**Try it:** Look through the data below. Collect every line where the word "enough" occurs.

**Supplied data:**
PR #322, opened 2015-01-20
add base class for dialogs

jreidinger:


library/general/src/lib/ui/dialog.rb
```diff
@@ -0,0 +1,84 @@
+require "yast"
+require "ui/event_dispatcher"
+
+module UI
+  # Base class for dialogs in Yast. Include usefull modules and provides
```
ancorgs: "useful". We all hate English sometimes. :-)

library/general/test/dialog_test.rb
```diff
@@ -0,0 +1,80 @@
...
+
+      expect { subject.run }.to raise_error
+    end
+
+    it "ensure dialog is closed even if exception is raised in event loop" do
+      mock_ui_events(:ok)
+      expect(Yast::UI).to receive(:CloseDialog)
+
+      begin
+        subject.run
```
ancorgs: I don't see why subject.run is supposed to raise an exception here.

jreidinger: yep, exactly. Do you read my mind? :+1:

ancorgs:
LGTM, I will use it this week :smile:

jreidinger:
great, let me know when you do it, it will be interesting to see it in action. Maybe I get idea how to improve it even more.
One think that cannot be done is generic value obtainer. I ask @mvidner if libyui support introspection of widget and it is not possible, so it is not possible to have generic query for widget value unless I track content somewhere else, but it will be fragile due to ReplaceWidget call.

PR #325, opened 2015-01-22
Remove locked proposals

jreidinger:


library/packages/src/modules/PackageCallbacks.rb
```diff
@@ -758,21 +758,18 @@ def MediaChange(error_code, error, url, product, current, current_label, wanted,
...
       )
 
-      url_tokens = URL.Parse(url)
-      url_scheme = Ops.get_string(url_tokens, "scheme", "")
-      url_scheme = Builtins.tolower(url_scheme)
+      url_scheme = Ops.get_string(URL.Parse(url), "scheme", "").downcase
 
       # true if it makes sense to offer an eject button (for cd/dvd only ...)
-      offer_eject_button = url_scheme == "cd" || url_scheme == "dvd"
+      is_disc = ["cd", "dvd"].include?(url_scheme)
```
kobliha: In fact, this means: is_removable[_media] instead of is_disc

jreidinger: Funny part is that below everything that is not this is called medium and this is called disc

jreidinger: see https://github.com/yast/yast-yast2/pull/325/files#diff-a9862329d78632ec55051c5a35eed347R799

library/packages/src/modules/PackageCallbacks.rb
```diff
@@ -1047,7 +1027,7 @@ def MediaChange(error_code, error, url, product, current, current_label, wanted,
               r = :retry
 
               # decrease attempt counter
```
kobliha: Oops, increase

jreidinger: yep, inverse logic, reach limit instead of descresing remaining attempts

library/packages/src/modules/PackageCallbacks.rb
```diff
@@ -1110,7 +1086,10 @@ def MediaChange(error_code, error, url, product, current, current_label, wanted,
         @_provide_popup = false
       end
 
-      if r == :cancel
+      case r
+      when :ignore then "I"
```
kobliha: All these look like some constants

library/types/src/modules/String.rb
```diff
@@ -499,24 +499,17 @@ def ParseOptions(options, parameters)
...
-
-              if Builtins.haskey(backslash_seq, nextcharacter) == true
-                character = Ops.get_string(
-                  backslash_seq,
-                  nextcharacter,
-                  "DUMMY"
-                )
+                "\\" => "\\", # backslash
+                # backslash will be removed later,
+                # double quote and escaped double quote have to different yet
```
kobliha: `have to different yet`?

library/packages/src/modules/PackageCallbacks.rb
jreidinger: yep, described in method description for possible values to return

library/types/src/modules/String.rb
jreidinger: I just copy it, to be honest I have no idea what it mean and hope there is good enough testsuite for this parser :)

library/packages/src/modules/PackageCallbacks.rb
kobliha: I know, I've seen it. I don't have a strong opinion on this. From my POV a variable just should describe which information it contains.

library/packages/src/modules/PackageCallbacks.rb
kobliha: See it there, sure.

library/types/src/modules/String.rb
kobliha: Then I'd rather delete it, it doesn't tell anything if nobody understands it :)

.rubocop.yml
```diff
@@ -2,41 +2,29 @@
...
 Metrics/ParameterLists:
   Max: 11
 
-# Offense count: 179
 Metrics/PerceivedComplexity:
-  Max: 76
+  Max: 70
 
 # Configuration parameters: EnforcedStyle, SupportedStyles.
 # JR: I personally think that having this variable on class level is much more readable
```
kobliha: BTW, just a side note: and do you think such comment belongs to code?

kobliha:
No big deal, a few different expectations and POVs, but the code is much better. Well done!
LGTM

library/types/src/modules/String.rb
jreidinger: I hope @mvidner understand :)

.rubocop.yml
jreidinger: @kobliha it is not in shared yast style guide, so I explain here why I use it here. I think we should agreed on that. Here I select one option to be consistent.

jreidinger:
I fixed two comment issues, so lets merge it.

mvidner:
@jreidinger Another problem with this PR is that it removes `getLockedProposals`. Its caller has been removed too, in https://github.com/yast/yast-installation/pull/247 , BUT that PR did not bump the package version. Therefore this failure <https://openqa.opensuse.org/tests/44408/modules/installation_overview/steps/2>.

jreidinger:
@mvidner ah, you are right. I think I forgot something and it as always appear :( . Thanks for fixing it.

PR #326, opened 2015-01-22
added handling of new created configuration files (bsc#860856)

jsrain:


library/system/src/modules/FileChanges.rb
```diff
@@ -221,9 +221,61 @@ def CheckFiles(files)
...
+        if new_files.size > 1
+          # Continue/Cancel question, %s is a comma separated list of file names
+          msg = _(
+            "Files %s have been created manually.\nYaST might lose these files."
+          )
+        end
+        msg = msg % new_files.join(", ")
+        popup_file = "/filechecks_non_verbose"
+        popup_file_path = File.join(Directory.vardir, popup_file)
+        if !FileUtils.Exists(popup_file_path)
```
jreidinger: so if I get it is persistent option. So if I in bootloader said do not show me warning again it is never again shown for any module, right?

jreidinger:
code-wise it is ok. Just it would be if there is test case for this method.

library/system/src/modules/FileChanges.rb
jsrain: This is how old (or known from before) files are handled (see CheckFiles method). This way it is consistent and there were no complaints about the behavior yet (at least AFAIK).

jreidinger:
LGTM

PR #327, opened 2015-01-22
Package callbacks cleaning

jreidinger:
recommended to review per commit.
still WIP, do not merge yet ( it is here for early comments )
you can see improvement in metrics -


lslezak:
Syntax check reports several errors like `library/packages/src/modules/PackageCallbacks.rb:427: syntax error, unexpected ')', expecting keyword_end`

library/packages/src/modules/PackageCallbacks.rb
```diff
@@ -3762,6 +3612,110 @@ def PackageCallbacks
...
+          ReplacePoint(Id(:info), Empty()),
+          HSpacing(0.1)
+        ),
+        HBox(HSpacing(0.1), button_box, HSpacing(0.1)),
+        VSpacing(0.2)
+      )
+    end
+
+    def textmode
+      if Mode.commandline
```
lslezak: I think it could be simplified to
```ruby
Mode.commandline || UI.TextMode
```

jreidinger: good idea

jreidinger:
@lslezak that is last minute fixes, will fix it. I am sure it will help when I write test if it works as expected

lslezak:
LGTM, thanks!

PR #329, opened 2015-01-26
Fix killing 12

jreidinger:


library/types/src/modules/String.rb
```diff
@@ -492,11 +492,11 @@ def ParseOptions(options, parameters)
...
-                "b"  => "", # backspace
+                "b"  => "\b", # backspace
                 "e"  => "e", # escape
-                "f"  => "", # FF
+                "f"  => "\f", # FF
                 "n"  => "\n", # NL
-                "r"  => " ", # CR
+                "r"  => "\b", # CR
                 "t"  => "\t", # tab
                 "v"  => "v", # vertical tab
```
lslezak: Interestingly, the backslash was lost before `v`. It looks like a different YCP-killer bug.

See the original code before the conversion: https://github.com/yast/yast-yast2/blob/good-bye-ycp/library/types/src/String.ycp#L518

jreidinger: thanks for catching, Thankfully it is only place here

lslezak:
LGTM, thanks! :+1:

mvidner:
@jreidinger @lslezak it seems you have replaced carriage return with a
backspace.
Dne 2015 1 27 10:53 "Josef Reidinger" <notifications@github.com> napsal(a):

jreidinger:
@mvidner where?

PR #687, opened 2018-02-01
Import y2packager stuff

imobachgs:
After moving some classes from yast2-packager (#686) the build started to fail. We needed to move some more classes and stub `Language` and `Proxy` modules.


imobachgs:
Thanks!

PR #691, opened 2018-02-08
Turned Relation#relations into class method

mchf:
bcs #has_many is used as class method (e.g.) in Zone it makes sense to have possibility to query defined relations at the same level

For an example see https://github.com/yast/yast-firewall/pull/48

### DIFF
--- a/library/network/src/lib/y2firewall/firewalld/relations.rb
+++ b/library/network/src/lib/y2firewall/firewalld/relations.rb
@@ -88,7 +88,7 @@ module  Y2Firewall
         scope = "#{scope}_" if scope
         enable_modifications_cache if cache
 
-        define_method "relations" do
+        define_singleton_method "relations" do
           relations
         end
 
--- a/package/yast2.changes
+++ b/package/yast2.changes
@@ -1,4 +1,11 @@
 -------------------------------------------------------------------
+Thu Feb  8 09:21:19 UTC 2018 - mfilka@suse.com
+
+- fate#323460
+  - slightly improved consistency of new Y2Firewall API
+- 4.0.50 
+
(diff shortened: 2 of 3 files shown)


library/network/src/lib/y2firewall/firewalld/relations.rb
```diff
@@ -88,7 +88,7 @@ def has_many(*relations, scope: nil, cache: false) # rubocop:disable Style/Predi
         scope = "#{scope}_" if scope
         enable_modifications_cache if cache
 
-        define_method "relations" do
+        define_singleton_method "relations" do
```
teclator: Well, in case we need it, I would prefer to have both.

```ruby
f = Y2Firewall::Firewalld.instance
external = f.find_zone("external")
external.relations
=> [:services, :interfaces, :protocols, :ports, :sources]
Y2Firewall::Firewalld::Zone.relations
=> [:services, :interfaces, :protocols, :ports, :sources]
```

mchf: Hm, I was thinking of it from the opposite side. When we have (conceptually)

```
class Zone
  def self.has_many( *relations, ....)
end
```
then it would be nice to query these relations back when analyzing connections between classes. So I've modified that to
```
class Zone
  def self.has_many( *relations, ....)
  def self.relations
end
```
Simple use case is in the pointed yast2-firewall PR (I know that that is not crucial one, but i wanted to learn / play with meta programming a bit ;-)

So, just for curiosity do you have a use case for your case in your mind or do you know / expect any? In my POV it can be easily implemented using delegator - something like ```def_delegator self.class, relations``` What do you think?

PR #703, opened 2018-02-27
do not use gettext on examples

jreidinger:


library/cwm/examples/object_api.rb
```diff
@@ -17,7 +17,7 @@ def initialize
   end
 
   def label
-    _("Lucky number")
+    "Lucky number"
```
lslezak: Maybe should at least add a FIXME comment saying that this text should be marked for translation when used in production code. Developers usually do just copy&paste :wink:, this could avoid some mistakes in that case.

library/cwm/examples/object_api.rb
```diff
@@ -47,8 +47,6 @@ class ExampleDialog
     include Yast::I18n
     include Yast::UIShortcuts
     def run
-      textdomain "example"
```
lslezak: The same here, something like `# FIXME: to have translations set a text domain here`

PR #704, opened 2018-02-27
Firewalld: Verify that the configuration has been read before writing

schubi2:
- https://bugzilla.suse.com/show_bug.cgi?id=1082827

  * 1ee398d5 packaging
  * 29c57748 taking correct value for --set-log-denied

### DIFF
--- a/library/network/test/y2firewall/firewalld_test.rb
+++ b/library/network/test/y2firewall/firewalld_test.rb
@@ -262,7 +262,7 @@ describe Y2Firewall::Firewalld do
         allow(zone).to receive(:modified?).and_return(modified_zone)
       end
       firewalld.zones = empty_zones
-      firewalld.log_denied_packets = "on"
+      firewalld.log_denied_packets = "all"
     end
 
     context "when some of the attributes have been modified since read" do
@@ -358,7 +358,7 @@ describe Y2Firewall::Firewalld do
 
     let(:api) do
       instance_double(Y2Firewall::Firewalld::Api,
-        log_denied_packets: "on",
+        log_denied_packets: "all",
         default_zone:       "work",
         list_all_zones:     zones_definition,
         zones:              known_zones)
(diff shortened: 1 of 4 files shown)


library/network/test/y2firewall/firewalld_test.rb
```diff
@@ -262,7 +262,7 @@
         allow(zone).to receive(:modified?).and_return(modified_zone)
       end
       firewalld.zones = empty_zones
-      firewalld.log_denied_packets = true
+      firewalld.log_denied_packets = "on"
```
teclator: In that case it should be some of: all, unicast, broadcast, multicast

library/network/test/y2firewall/firewalld_test.rb
```diff
@@ -357,7 +358,7 @@
 
     let(:api) do
       instance_double(Y2Firewall::Firewalld::Api,
-        log_denied_packets: true,
+        log_denied_packets: "on",
```
teclator: some as above

library/network/test/y2firewall/firewalld_test.rb
```diff
@@ -378,7 +379,7 @@
       expect(config).to be_a(Hash)
       expect(config["enable_firewall"]).to eq(false)
       expect(config["start_firewall"]).to eq(true)
-      expect(config["log_denied_packets"]).to eq(true)
+      expect(config["log_denied_packets"]).to eq("on")
```
teclator: same as above

teclator:
@schubi2 the bug in the description helps to identify the problem, could you attach it?. Also, the issue if I'm not wrong is because the value has not been initialized at all, isn't it?

kobliha:
Just a question: what about the schema? Do we need to adapt it too? IMO we might need so. And the documentation as well, but that's a different PR.

teclator:
@kobliha the problems arise when there is no firewall section.

schubi2:
The docu is in well shape and the rnc file is checking for text only because the values are depending on the return value of the firewall-offline-cmd call.

teclator:
@schubi2 I think that calling read during writing unless read? should be enough

package/yast2.changes
```diff
@@ -1,3 +1,10 @@
+-------------------------------------------------------------------
+Tue Feb 27 15:19:25 CET 2018 - schubi@suse.de
+
+- Nis configuration fails while executing firewall-offline-cmd.
```
imobachgs: np: NIS :)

**Your solution:**
jreidinger: I just copy it, to be honest I have no idea what it mean and hope there is good enough testsuite for this parser :)
@schubi2 I think that calling read during writing unless read? should be enough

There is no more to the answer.